The most common hues are in the middle of the visible spectrum. Hue also affects the weight of a chion very slightly. A 500 nm hue chion weighs 1.00804 TeV/c2, which is the standard weight used in most cases but a chion at 200 nm weighs about %0.2 more. The smallest hued chions in the gamma ray range can weigh up to ten percent more. This is how chions can be sorted using gravity only, since chions within of themselves are frictionless and will sort themselves by hue very quickly. Fascinatingly, power doesn't seem to affect the mass of a chion.
Uses edit
Chions currently don't see much real use. They can be produced in large quantities (>1g) but since chionium decays relatively quickly, it's often too short-lived for most serious usage. It currently is made in large quantites and sometimes stuck onto sand or other materials via Chion Integration.
They have been put into bullets and rounds by amateurs, and it's highly sought after in these circles due to it's extreme density.
Chionium is thought to be completely safe at low power levels, but at high levels the high brightness and charm quark generation is a reason for concern.
Chions have also been used for production of high-frequency light or very specific frequency light sources. Since the amount of matter eaten to produce energy is indistinguishable from nothing, sometimes these lights are fed using actual matter. Although this has sometimes gone wrong.
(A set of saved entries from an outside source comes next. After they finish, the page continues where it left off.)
PR #127, opened 2019-11-08
Wrap docstrings to 79 characters and configure flake8

### LINKED ISSUE #126: Wrap all docstrings to 79 characters

After fatiando/verde#177 raised by @prisae, fatiando/contributing#9 and fatiando/contributing#10 it has been decided that all docstrings must be wrapped to 79 characters per line.
We should warp all the existing docstrings in Harmonica to 79 characters and also configure flake8 to check for this when running the style checks.

Sadly, there's no way (yet) to automatically change all docstrings, but at least we can use flake8 to raise lines that fail. This can be done by setting `max-doc-length` to 79 characters on the flake8 configuration under `setup.cfg`.

santisoler:
Wrap all docstrings to 79 characters of API functions. Excluded examples
and test functions. Set max-doc-length option to 79 characters in
order to make flake8 able to properly check if any docstring exceeds it.
Wrap comment lines to 79 characters on API functions in order to prevent
flake8 raising an error. Configure flake8 to ignore a docsting larger
than 79 characters on example scripts and test functions. Made minor
modifications on the main line of some docstrings because they couldn't
be splitted into two lines. Made minor modifications on some examples
included on the docstrings of the API functions in order to wrap to 79
characters.

Fixes #126

**Reminders**


santisoler:
I've found that when setting `max-doc-length = 79` on flake8 configuration, it also checks if comments lines are not longer than 79 characters. Can't find a way to configure only docstrings, maybe you @leouieda know how. Although is not too problematic, it's would be strange to write code on 88 characters and comment lines on 79 characters per line.

leouieda:
> Although is not too problematic, it would be strange to write code on 88 characters and comment lines on 79 characters per line.

I'll take it! I didn't find a way of separating comments from docstrings. We can keep this for now. Comments aren't usually huge anyway.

Chionium is extremely heavy to the touch, and people who have touched it say that it's similiar in feeling to water. Chionium is technically a superfluid, since it has no friction. It also in most situations doesn't stick to matter. The force at which it sticks is highly relevant to the hue of the material: higher frequencies are more likely to absorb matter. This also means that it's often brought into schools for demonstration.
Some extreme drug experiments involving chionium have also been conducted. The results have been that chionium does not interrupt the natural processes at all.